I received your Letter of the 15th. on the 18th. and that of the 18th. this moment, and am happy to find that you Spend So much Time and take so much Pleasure in Chancery and Parliament.
Present to Mr. Vaughan and Mr. Whiteford, my Thanks for their Politeness to you.
I want to know if the Books are on their Way. You Should tell me { 351 } Something of them in every Letter untill they are gone off, by Sea or Land.
Your Mothers Voyage is Such an Uncertainty that I would not have you wait longer, than the day you have fixed for your Departure. I know nothing in particular of the Young Gentleman you mention: But my Advice in general is to have a Care of Templars.1 You should remember I have no Secretary or Companion, and I cannot do without you. You may be here in 3 days from London, and if the Ladies arrive you may go again in 3 more, if Mr. Smith goes home.

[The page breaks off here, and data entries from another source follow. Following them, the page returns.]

PR #189, opened 2026-08-28
Allow at most one pairing-code method per client

### LINKED ISSUE #184: Decide: keep or trim the pairing-method steering
pairing.md currently steers method choice:

> Clients with a usable out-channel (display, speaker, etc.) SHOULD implement `dynamic_pairing_code` and prefer it to `static_pairing_code`, which is intended for devices without one. Clients whose display can render a QR code SHOULD also offer the `qr_code` emission format.

Decide whether to keep this steering or trim it: which pairing methods to implement is arguably the client's decision, and the spec could limit itself to describing the methods and their trade-offs (the MITM note on static codes already does that).

Related: #186 (at most one pairing-code method per client) - if that lands, this paragraph changes anyway.

### LINKED ISSUE #186: Decide: allow at most one pairing-code method per client
Today a client must implement Pairing PSK and may additionally implement either or both pairing-code methods (`dynamic_pairing_code`, `static_pairing_code`).

Decide whether to enforce that a client offers at most one pairing-code method: static or dynamic, not both.

For: a device with a working out-channel has no need for a static code (weaker: MITM if the code leaks), servers get a simpler method choice, and clients drop one flow plus its gating policy.

Against: no fallback when the out-channel is unusable (broken display, muted speaker), and a printed static code is the only method that works with the out-channel occupied.

No wire change either way - `supported_pair_methods` already carries whatever the client offers; this would only constrain what may appear there.

balloobbot:
Fixes #184. Fixes #186.

Two changes to pairing.md's Methods section:

- Clients may implement at most one pairing-code method: static or dynamic, not both (Pairing PSK stays mandatory). No wire change - `supported_pair_methods` already carries whatever the client offers; this constrains what may appear there.
- The steering paragraph (SHOULD implement `dynamic_pairing_code` given an out-channel, SHOULD offer `qr_code` given a display) is changed to a regular non binding "should". Method choice is the client's decision; the method list already describes the trade-offs (out-channel requirement, static-code MITM caveat).

Note: overlaps textually with #183, which edits the same paragraph - whichever lands second needs a trivial rebase.

### DIFF
--- a/pairing.md
+++ b/pairing.md
@@ -2,7 +2,7 @@
 
 Pairing is the one-time setup that mutually authenticates a client and a server. The pairing flow uses the same WebSocket endpoint and [`KKpsk2`](connection.md#encryption) Noise pattern as every other connection; only the PSK fed into the handshake and the client's post-handshake routing differ (see [Pre-Shared Key](connection.md#pre-shared-key)). After any successful pairing both sides persist the new pairing record, then the server initiates an in-band [re-handshake](connection.md#re-handshake) to the newly delivered `long_term_psk`, promoting the channel to a paired session without closing the WebSocket.
 
-This specification defines three pairing methods. Servers must implement all three; clients must implement Pairing PSK and may additionally implement either or both pairing-code methods.
+This specification defines three pairing methods. Servers must implement all three; clients must implement Pairing PSK and may additionally implement at most one pairing-code method: static or dynamic, not both.
 
 ### Methods
 
@@ -15,8 +15,6 @@ A code-based pairing runs over a Sentinel-keyed connection: the channel is unaut
 The client reveals the new long-term PSK only after `server_kc` verifies, and only as `wrapped_psk` [sealed under the CPace output](#wrapping): a peer that cannot complete the PAKE - wrong pairing code, or a man in the middle relaying between two handshakes, whose differing `h` gives each leg a different `sid` - neither triggers the reveal nor can unwrap it.
 
 Static pairing methods (Pairing PSK, Static Pairing Code) do not take over the device's out-channel. Dynamic pairing (Dynamic Pairing Code) takes over the out-channel - typically the audio output or display - to emit the per-session pairing code, so it cannot run while audio is playing on the same device; the operator must stop playback before initiating pairing (see [Multiple servers](connection.md#multiple-servers-server-initiated)).
-
-Clients with a usable out-channel (display, speaker, etc.) SHOULD implement `dynamic_pairing_code` and prefer it to `static_pairing_code`, which is intended for devices without one. Clients whose display can render a QR code SHOULD also offer the `qr_code` [emission format](#dynamic-pairing-code-flow).
 
 ### Pairing Records
 
--- a/pairing.md
+++ b/pairing.md
@@ -2,7 +2,7 @@
 
 Pairing is the one-time setup that mutually authenticates a client and a server. The pairing flow uses the same WebSocket endpoint and [`KKpsk2`](connection.md#encryption) Noise pattern as every other connection; only the PSK fed into the handshake and the client's post-handshake routing differ (see [Pre-Shared Key](connection.md#pre-shared-key)). After any successful pairing both sides persist the new pairing record, then the server initiates an in-band [re-handshake](connection.md#re-handshake) to the newly delivered `long_term_psk`, promoting the channel to a paired session without closing the WebSocket.
 
-This specification defines three pairing methods. Servers must implement all three; clients must implement Pairing PSK and may additionally implement at most one pairing-code method: static or dynamic, not both.
+This specification defines three pairing methods. Servers must implement all three; clients must implement Pairing PSK and may additionally implement at most one pairing-code method: Static Pairing Code or Dynamic Pairing Code, not both.
 
 ### Methods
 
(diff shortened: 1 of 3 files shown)


pairing.md
```diff
@@ -2,7 +2,7 @@
 
 Pairing is the one-time setup that mutually authenticates a client and a server. The pairing flow uses the same WebSocket endpoint and [`KKpsk2`](connection.md#encryption) Noise pattern as every other connection; only the PSK fed into the handshake and the client's post-handshake routing differ (see [Pre-Shared Key](connection.md#pre-shared-key)). After any successful pairing both sides persist the new pairing record, then the server initiates an in-band [re-handshake](connection.md#re-handshake) to the newly delivered `long_term_psk`, promoting the channel to a paired session without closing the WebSocket.
 
-This specification defines three pairing methods. Servers must implement all three; clients must implement Pairing PSK and may additionally implement either or both pairing-code methods.
+This specification defines three pairing methods. Servers must implement all three; clients must implement Pairing PSK and may additionally implement at most one pairing-code method: static or dynamic, not both.
```
maximmaxim345: I think this also belongs in the advertisement (like: "a client MUST NOT list both in `supported_pair_methods`")
And same server side rule so a client announcing both doesn't cause undefined behavior.

maximmaxim345: Call this "Static Pairing Code or Dynamic Pairing Code" for better ctrl-f searchability.

pairing.md
```diff
@@ -17,8 +17,6 @@ The client reveals the new long-term PSK only after `server_kc` verifies, and on
 
 Static pairing methods (Pairing PSK, Static Pairing Code) do not take over the device's out-channel. Dynamic pairing (Dynamic Pairing Code) takes over the out-channel - typically the audio output or display - to emit the per-session pairing code, so it cannot run while audio is playing on the same device. A pairing attempt that arrives while another connection is playing is rejected (see [Multiple servers](connection.md#multiple-servers-server-initiated)); the operator must stop playback before initiating pairing.
 
-Clients with a usable out-channel (display, speaker, etc.) SHOULD implement `dynamic_pairing_code` and prefer it to `static_pairing_code` - but SHOULD implement `static_pairing_code` too, shipped [disabled](management.md#server--client-managementset-pairing-config) with no pairing code provisioned. Clients whose display can render a QR code SHOULD also offer the `qr_code` [emission format](#dynamic-pairing-code-flow).
```
maximmaxim345: I guess this will land in a future amendment/implementation guide?

pairing.md
balloob: Since PSK is always enabled. Maybe we can reduce pairing mode to just be a string?

pairing.md
balloob: Yes

pairing.md
maximmaxim345: I think right now PSK can be disabled through management.

And how will you then send the audio format for the digit audio pack?

pairing.md
arturpragacz: What's the reason for removing it from the spec though? I feel like this is a good advice to have here. And since it's only recommended, not required, if there's an important reason, then the implementation may deviate from it.

balloob: It's not recommended, it's a SHOULD

arturpragacz: SHOULD means the same as RECOMMENDED in RFC 2119 terms.

```
SHOULD   This word, or the adjective "RECOMMENDED", mean that there
   may exist valid reasons in particular circumstances to ignore a
   particular item, but the full implications must be understood and
   carefully weighed before choosing a different course.
```

pairing.md
balloob: All management commands are being removed in #183.

pairing.md
balloob: Ah yes, you're right. However, a `SHOULD` has more weight to it than just a recommendation. It will be flagged as a deviation that needs to be justified. But the core of this change is that the method to implement is a product decision, not a protocol matter. That's why it is better fit in the implementation guide.

pairing.md
balloob: Actually, no longer in favor of reducing pairing mode to a string. If we ever add NFC pairing, clients might support two again.

pairing.md
```diff
@@ -2,7 +2,7 @@
 
 Pairing is the one-time setup that mutually authenticates a client and a server. The pairing flow uses the same WebSocket endpoint and [`KKpsk2`](connection.md#encryption) Noise pattern as every other connection; only the PSK fed into the handshake and the client's post-handshake routing differ (see [Pre-Shared Key](connection.md#pre-shared-key)). After any successful pairing both sides persist the new pairing record, then the server initiates an in-band [re-handshake](connection.md#re-handshake) to the newly delivered `long_term_psk`, promoting the channel to a paired session without closing the WebSocket.
 
-This specification defines three pairing methods. Servers must implement all three; clients must implement Pairing PSK and may additionally implement either or both pairing-code methods.
+This specification defines three pairing methods. Servers must implement all three; clients must implement Pairing PSK and may additionally implement at most one pairing-code method: Static Pairing Code or Dynamic Pairing Code, not both.
```
maximmaxim345: Should this cap implementing, or offering? Line 303 only caps what is listed, so the two do not exactly match. I wouldn't cap implementing since the SDK might implement both...
```suggestion
This specification defines three pairing methods. Servers must implement all three; clients must implement Pairing PSK and may additionally offer at most one pairing-code method: Static Pairing Code or Dynamic Pairing Code.
```

pairing.md
maximmaxim345: Can we at least leave this paragraph here until we have an implementation guide? We can drop the `SHOULD`s to `should` (and optionally prefix with `**Note:**`, or rewords to use non-RFC "recommended"), which addresses the "flagged as a deviation" concern IMO.

marcelveldt: yes this paragraph should not be removed - we still require them to implement pairing

maximmaxim345: Re-added it with 9dd6d11. But this time without the RFC type SHOULD (and regular should instead).

maximmaxim345 (approved):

Mr. Bingham and his Lady have been here and Spent a few Days with me. I introduced them to the Princess of Orange and the young Princess conversed with her, very agreably in English.2 Last Evening came an Invitation to them to sup at Court this night, but they went off on Saturday for Amsterdam.
You have had a Taste of the Eloquence of the Bar and of Parliament: but you will find Livy and Tacitus, more elegant, more profound and Sublime Instructors, as well as Quinctilian Cicero and Demosthenes.
There will be everlastingly a Demades and an Aeschines to plague a Demosthenes.3 Wherever a great able and Upright Man appears, there will be ever a Swarm of little, corrupt, weak or wicked ones, who will find among the People Such Numbers like themselves, as to form a Body capable of obstructing diverting and interrupting him, so that he will be able to serve the publick only now and then and generally by surprize and4 against their Will. Such will be the Fate of Mr. Pitt, if he persevers in the Line of Integrity he has taken.
This however Should not discourage, for Integrity is the only Line in which a Country can be greatly served.

[salute] Your affectionate Father

[signed] John Adams
RC (Adams Papers); endorsed: “Mr. Adams. June 21. 1784”; docketed, also by JQA : “My Father—21. June 1784.”
1. If JA is expressing a distrust of the law students of the Middle Temple, where William Vans Murray was studying, the origins of that distrust are not known to the editors.
2. JA gives further details on Anne Willing Bingham and the Dutch court in his Diary ( Diary and Autobiography , 3:167).
3. JA inserted “and an Aeschines” above the line. Demosthenes, Athens' greatest orator, was his city's most outspoken opponent of the growing power of Phillip of Macedon, and contended with the Athenian orator Aeschines throughout the 340s B.C. over the most effective policy for maintaining the independence of the Greek city states. The Athenian politician Demades, who was more deeply influenced, and corrupted, by Phillip and his successor, Alexander the Great, than was Aeschines, became an implacable foe of Demosthenes. After Macedon's final triumph over the resistance of the Greek city states in 322 B.C., Demades condemned Demosthenes to death. The great orator, in flight from Athens, then committed suicide (Oxford Classical { 352 } Dictionary). Although JA applies this historical lesson to William Pitt the younger in this paragraph, he sounds like he is remembering his own struggles as a political leader and diplomat.
4. JA inserted “by surprize and” above the line.